▸ **DATA FOR THE TASK**

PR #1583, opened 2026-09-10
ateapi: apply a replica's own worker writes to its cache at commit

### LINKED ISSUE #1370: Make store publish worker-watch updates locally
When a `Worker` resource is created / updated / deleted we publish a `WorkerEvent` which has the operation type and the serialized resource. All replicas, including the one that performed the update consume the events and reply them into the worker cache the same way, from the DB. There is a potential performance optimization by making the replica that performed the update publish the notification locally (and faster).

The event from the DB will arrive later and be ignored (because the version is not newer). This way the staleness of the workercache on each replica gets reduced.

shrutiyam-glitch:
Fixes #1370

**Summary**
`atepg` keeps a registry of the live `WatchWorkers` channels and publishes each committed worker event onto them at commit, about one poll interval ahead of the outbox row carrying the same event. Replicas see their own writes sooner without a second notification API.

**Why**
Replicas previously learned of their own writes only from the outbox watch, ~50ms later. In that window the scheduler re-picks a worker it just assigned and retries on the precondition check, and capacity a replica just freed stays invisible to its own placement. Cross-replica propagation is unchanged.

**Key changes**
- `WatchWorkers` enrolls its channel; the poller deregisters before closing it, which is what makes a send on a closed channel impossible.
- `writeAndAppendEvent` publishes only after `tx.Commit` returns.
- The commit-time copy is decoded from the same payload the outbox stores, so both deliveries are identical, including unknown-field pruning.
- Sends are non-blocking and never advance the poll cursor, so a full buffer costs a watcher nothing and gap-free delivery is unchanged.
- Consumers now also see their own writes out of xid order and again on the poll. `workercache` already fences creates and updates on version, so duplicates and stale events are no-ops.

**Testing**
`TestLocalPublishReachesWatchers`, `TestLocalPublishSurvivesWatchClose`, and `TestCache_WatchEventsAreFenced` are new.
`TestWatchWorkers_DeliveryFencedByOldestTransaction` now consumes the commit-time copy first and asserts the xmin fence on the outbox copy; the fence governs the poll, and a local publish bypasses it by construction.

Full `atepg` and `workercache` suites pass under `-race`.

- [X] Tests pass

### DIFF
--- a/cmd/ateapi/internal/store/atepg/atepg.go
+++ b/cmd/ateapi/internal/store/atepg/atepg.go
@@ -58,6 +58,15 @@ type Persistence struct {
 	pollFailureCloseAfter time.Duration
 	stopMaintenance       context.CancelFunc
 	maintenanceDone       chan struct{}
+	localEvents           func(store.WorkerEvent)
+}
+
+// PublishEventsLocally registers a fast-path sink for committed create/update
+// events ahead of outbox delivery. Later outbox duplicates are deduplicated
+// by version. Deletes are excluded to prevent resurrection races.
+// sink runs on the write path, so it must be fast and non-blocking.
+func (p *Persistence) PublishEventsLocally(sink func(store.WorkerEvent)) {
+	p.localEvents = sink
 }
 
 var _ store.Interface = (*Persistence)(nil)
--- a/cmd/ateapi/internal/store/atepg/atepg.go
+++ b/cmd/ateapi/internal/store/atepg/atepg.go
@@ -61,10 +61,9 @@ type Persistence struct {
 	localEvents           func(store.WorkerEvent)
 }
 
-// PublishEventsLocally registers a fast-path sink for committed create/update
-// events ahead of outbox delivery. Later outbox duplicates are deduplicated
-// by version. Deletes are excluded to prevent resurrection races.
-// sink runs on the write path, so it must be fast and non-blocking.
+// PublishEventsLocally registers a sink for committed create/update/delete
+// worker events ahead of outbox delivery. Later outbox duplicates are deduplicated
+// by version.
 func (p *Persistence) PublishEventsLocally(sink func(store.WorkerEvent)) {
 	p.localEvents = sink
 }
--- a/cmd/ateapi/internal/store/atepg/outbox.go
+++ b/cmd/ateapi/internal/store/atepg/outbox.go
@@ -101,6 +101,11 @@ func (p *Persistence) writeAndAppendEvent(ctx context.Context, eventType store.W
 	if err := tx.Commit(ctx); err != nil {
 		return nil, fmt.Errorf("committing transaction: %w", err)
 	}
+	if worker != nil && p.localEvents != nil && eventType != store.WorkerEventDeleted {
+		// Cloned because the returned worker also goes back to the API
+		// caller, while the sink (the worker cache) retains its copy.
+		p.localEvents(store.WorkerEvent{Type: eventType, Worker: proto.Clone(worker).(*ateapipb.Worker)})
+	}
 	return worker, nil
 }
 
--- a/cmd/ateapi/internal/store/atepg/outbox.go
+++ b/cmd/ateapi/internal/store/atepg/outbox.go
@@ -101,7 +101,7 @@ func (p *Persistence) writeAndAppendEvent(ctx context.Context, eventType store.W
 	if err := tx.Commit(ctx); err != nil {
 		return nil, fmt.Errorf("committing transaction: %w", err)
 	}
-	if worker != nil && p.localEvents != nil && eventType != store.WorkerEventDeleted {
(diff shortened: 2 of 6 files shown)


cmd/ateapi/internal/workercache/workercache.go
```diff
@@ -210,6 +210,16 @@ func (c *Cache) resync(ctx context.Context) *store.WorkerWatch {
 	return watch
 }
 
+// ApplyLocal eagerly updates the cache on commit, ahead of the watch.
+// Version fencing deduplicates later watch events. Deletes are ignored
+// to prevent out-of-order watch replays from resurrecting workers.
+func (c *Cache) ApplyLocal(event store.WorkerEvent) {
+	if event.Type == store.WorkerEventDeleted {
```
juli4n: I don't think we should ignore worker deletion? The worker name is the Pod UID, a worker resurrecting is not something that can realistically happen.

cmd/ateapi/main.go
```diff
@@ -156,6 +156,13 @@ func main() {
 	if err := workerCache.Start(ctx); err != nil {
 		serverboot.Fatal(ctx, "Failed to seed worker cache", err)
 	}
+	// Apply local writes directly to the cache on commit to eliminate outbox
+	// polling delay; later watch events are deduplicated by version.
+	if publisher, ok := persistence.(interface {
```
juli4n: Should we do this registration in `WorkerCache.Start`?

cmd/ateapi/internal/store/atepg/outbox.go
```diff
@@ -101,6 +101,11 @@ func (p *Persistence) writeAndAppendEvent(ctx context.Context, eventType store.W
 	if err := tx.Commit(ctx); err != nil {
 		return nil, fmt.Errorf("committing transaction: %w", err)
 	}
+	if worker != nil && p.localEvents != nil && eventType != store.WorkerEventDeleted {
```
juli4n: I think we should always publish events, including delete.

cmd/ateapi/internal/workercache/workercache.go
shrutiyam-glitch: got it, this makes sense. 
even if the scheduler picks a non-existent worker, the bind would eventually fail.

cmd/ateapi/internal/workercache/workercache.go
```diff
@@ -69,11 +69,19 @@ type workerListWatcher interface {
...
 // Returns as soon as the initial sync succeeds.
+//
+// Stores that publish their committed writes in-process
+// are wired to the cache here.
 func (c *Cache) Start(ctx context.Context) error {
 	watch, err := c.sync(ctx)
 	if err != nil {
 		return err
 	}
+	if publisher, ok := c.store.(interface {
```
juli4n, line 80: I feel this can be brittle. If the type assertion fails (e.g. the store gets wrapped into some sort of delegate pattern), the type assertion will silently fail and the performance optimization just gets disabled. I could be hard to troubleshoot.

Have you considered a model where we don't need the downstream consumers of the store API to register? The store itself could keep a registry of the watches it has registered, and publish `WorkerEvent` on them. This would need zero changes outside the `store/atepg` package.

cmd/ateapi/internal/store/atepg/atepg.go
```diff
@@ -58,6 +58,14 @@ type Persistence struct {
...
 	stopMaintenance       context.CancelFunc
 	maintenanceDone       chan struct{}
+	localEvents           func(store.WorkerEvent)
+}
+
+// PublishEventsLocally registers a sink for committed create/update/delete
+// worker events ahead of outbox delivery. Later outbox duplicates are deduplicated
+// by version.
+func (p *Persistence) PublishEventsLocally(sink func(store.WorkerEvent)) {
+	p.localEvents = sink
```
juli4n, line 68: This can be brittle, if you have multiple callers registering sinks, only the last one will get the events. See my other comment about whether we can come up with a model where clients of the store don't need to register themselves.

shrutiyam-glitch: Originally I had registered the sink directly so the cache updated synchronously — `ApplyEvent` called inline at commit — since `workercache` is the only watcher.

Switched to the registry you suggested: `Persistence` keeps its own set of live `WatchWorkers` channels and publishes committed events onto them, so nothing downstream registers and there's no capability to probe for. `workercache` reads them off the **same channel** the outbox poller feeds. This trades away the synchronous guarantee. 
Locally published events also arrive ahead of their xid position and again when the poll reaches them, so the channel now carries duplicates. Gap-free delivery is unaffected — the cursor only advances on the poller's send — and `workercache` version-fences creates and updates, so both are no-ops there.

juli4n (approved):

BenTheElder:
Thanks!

---

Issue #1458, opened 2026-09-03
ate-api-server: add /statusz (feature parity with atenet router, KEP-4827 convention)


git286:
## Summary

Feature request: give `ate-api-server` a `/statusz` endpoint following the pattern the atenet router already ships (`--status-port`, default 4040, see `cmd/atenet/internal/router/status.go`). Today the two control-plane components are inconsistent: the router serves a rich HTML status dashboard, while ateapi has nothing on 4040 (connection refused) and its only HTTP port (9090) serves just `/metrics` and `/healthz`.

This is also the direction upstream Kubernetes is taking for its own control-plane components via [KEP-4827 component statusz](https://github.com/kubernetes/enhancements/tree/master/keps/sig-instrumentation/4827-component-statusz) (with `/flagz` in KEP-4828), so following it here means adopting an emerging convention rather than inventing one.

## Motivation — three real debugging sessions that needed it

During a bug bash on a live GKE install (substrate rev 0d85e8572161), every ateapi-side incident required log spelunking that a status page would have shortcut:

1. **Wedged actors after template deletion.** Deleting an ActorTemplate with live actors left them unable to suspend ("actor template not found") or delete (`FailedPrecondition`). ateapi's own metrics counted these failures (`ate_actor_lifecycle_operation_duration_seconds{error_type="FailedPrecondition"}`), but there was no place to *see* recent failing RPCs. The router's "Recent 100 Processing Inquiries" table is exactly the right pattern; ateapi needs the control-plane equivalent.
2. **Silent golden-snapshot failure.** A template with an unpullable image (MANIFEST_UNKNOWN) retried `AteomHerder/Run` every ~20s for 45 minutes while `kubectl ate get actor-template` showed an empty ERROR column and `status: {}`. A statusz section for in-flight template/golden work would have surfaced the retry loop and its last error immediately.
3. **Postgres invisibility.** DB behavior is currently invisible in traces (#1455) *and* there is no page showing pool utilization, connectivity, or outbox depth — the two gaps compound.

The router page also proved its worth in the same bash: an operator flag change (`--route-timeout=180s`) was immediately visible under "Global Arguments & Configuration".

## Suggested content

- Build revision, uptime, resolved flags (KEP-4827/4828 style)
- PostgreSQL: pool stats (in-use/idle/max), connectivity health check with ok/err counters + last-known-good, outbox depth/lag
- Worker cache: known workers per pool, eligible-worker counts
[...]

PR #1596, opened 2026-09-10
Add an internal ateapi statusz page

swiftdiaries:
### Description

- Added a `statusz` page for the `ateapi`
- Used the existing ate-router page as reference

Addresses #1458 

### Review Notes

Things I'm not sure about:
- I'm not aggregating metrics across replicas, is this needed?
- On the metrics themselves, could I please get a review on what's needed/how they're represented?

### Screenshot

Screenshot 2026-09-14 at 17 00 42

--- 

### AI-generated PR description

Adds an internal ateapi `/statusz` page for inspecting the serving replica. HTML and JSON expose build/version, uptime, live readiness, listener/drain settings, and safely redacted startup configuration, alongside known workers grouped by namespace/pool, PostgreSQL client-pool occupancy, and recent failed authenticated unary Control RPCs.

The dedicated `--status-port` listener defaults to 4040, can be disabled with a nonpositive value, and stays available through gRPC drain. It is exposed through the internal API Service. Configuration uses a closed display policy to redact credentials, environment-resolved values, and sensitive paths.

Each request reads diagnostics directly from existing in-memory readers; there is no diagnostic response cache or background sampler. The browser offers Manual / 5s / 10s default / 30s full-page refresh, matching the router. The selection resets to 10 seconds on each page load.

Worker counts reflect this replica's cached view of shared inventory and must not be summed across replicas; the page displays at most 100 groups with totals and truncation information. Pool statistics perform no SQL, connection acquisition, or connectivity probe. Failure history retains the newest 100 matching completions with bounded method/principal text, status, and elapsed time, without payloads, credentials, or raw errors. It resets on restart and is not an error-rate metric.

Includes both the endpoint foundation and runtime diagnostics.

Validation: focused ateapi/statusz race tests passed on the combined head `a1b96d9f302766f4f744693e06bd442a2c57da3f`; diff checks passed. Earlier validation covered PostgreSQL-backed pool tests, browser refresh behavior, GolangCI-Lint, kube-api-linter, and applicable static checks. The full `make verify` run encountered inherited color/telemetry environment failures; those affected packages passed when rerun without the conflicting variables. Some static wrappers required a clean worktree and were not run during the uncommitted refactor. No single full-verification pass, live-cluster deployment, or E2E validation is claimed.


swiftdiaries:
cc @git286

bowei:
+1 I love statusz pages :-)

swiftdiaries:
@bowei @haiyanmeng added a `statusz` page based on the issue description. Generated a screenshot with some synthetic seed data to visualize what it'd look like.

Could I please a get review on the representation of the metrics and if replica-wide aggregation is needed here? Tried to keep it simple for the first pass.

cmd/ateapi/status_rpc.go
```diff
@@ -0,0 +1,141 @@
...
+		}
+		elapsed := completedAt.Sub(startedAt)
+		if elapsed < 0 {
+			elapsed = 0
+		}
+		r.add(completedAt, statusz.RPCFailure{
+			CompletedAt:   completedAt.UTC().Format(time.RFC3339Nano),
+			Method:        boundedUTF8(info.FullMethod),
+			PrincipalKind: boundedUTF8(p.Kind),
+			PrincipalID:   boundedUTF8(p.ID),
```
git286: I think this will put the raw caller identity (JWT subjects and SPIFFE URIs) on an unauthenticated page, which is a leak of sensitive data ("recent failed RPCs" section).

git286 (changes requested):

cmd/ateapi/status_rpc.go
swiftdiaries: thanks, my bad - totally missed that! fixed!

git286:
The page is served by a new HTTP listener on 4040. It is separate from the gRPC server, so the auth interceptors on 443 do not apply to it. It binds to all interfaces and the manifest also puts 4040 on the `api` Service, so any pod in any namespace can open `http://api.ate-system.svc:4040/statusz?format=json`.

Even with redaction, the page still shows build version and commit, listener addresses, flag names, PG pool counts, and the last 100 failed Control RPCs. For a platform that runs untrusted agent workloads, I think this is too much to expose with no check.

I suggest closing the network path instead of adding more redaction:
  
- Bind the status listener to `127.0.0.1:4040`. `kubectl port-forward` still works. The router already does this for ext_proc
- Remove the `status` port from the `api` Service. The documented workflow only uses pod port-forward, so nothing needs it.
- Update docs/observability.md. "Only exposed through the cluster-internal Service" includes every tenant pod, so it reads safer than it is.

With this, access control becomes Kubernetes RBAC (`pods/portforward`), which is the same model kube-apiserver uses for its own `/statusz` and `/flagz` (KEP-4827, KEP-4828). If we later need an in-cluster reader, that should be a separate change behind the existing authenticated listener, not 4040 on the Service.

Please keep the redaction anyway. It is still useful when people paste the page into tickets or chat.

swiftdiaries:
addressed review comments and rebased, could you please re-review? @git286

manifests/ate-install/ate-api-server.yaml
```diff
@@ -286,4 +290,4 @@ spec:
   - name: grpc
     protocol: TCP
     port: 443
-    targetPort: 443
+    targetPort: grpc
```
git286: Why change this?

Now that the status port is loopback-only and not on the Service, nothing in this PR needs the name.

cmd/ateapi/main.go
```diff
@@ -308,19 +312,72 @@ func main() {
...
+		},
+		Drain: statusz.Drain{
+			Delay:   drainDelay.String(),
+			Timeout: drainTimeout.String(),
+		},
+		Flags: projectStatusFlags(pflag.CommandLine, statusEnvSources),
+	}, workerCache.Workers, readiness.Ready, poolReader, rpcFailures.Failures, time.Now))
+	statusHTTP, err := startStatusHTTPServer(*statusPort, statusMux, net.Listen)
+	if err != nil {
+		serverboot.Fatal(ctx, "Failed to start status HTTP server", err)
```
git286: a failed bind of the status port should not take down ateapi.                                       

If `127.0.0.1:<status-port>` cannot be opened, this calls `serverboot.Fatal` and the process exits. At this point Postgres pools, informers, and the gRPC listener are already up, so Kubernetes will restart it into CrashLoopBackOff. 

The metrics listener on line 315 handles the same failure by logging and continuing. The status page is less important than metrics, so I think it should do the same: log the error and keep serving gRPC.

▸ **PROBLEM STATEMENT**
Within the entries above, find each line where "PublishEventsLocally" appears; copy every one.

▸ **RESULT BELOW**
+// PublishEventsLocally registers a fast-path sink for committed create/update
+func (p *Persistence) PublishEventsLocally(sink func(store.WorkerEvent)) {
-// PublishEventsLocally registers a fast-path sink for committed create/update
+// PublishEventsLocally registers a sink for committed create/update/delete
 func (p *Persistence) PublishEventsLocally(sink func(store.WorkerEvent)) {
+// PublishEventsLocally registers a sink for committed create/update/delete
+func (p *Persistence) PublishEventsLocally(sink func(store.WorkerEvent)) {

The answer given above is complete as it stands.